Stored items:
□ □ □

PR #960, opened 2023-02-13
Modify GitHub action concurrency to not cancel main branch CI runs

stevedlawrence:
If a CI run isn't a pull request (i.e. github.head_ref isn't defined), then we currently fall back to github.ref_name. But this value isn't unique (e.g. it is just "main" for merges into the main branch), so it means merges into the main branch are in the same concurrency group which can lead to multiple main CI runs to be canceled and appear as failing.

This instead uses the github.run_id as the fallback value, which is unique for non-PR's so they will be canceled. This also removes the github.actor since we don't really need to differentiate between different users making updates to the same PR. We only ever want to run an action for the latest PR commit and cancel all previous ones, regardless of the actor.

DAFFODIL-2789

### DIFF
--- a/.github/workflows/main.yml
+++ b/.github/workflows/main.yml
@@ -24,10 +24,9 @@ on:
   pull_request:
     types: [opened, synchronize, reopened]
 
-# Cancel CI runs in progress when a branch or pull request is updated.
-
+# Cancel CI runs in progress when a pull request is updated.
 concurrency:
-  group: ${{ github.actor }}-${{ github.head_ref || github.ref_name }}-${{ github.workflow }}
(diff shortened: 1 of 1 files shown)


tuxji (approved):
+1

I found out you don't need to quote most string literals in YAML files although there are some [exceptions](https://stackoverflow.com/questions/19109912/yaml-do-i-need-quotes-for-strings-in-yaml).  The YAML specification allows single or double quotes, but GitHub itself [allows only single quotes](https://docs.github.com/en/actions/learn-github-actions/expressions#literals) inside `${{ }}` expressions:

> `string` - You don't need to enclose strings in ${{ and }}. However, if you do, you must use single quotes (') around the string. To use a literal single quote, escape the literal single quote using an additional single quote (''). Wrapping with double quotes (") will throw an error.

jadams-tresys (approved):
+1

□ □ □

▶ **WHAT IS REQUIRED**: Lines from the first one above through the line containing "If a CI run" are to be retyped exactly, both included, and nothing more.

▶ **FINISHED EXERCISE**:
PR #960, opened 2023-02-13
Modify GitHub action concurrency to not cancel main branch CI runs

stevedlawrence:
If a CI run isn't a pull request (i.e. github.head_ref isn't defined), then we currently fall back to github.ref_name. But this value isn't unique (e.g. it is just "main" for merges into the main branch), so it means merges into the main branch are in the same concurrency group which can lead to multiple main CI runs to be canceled and appear as failing.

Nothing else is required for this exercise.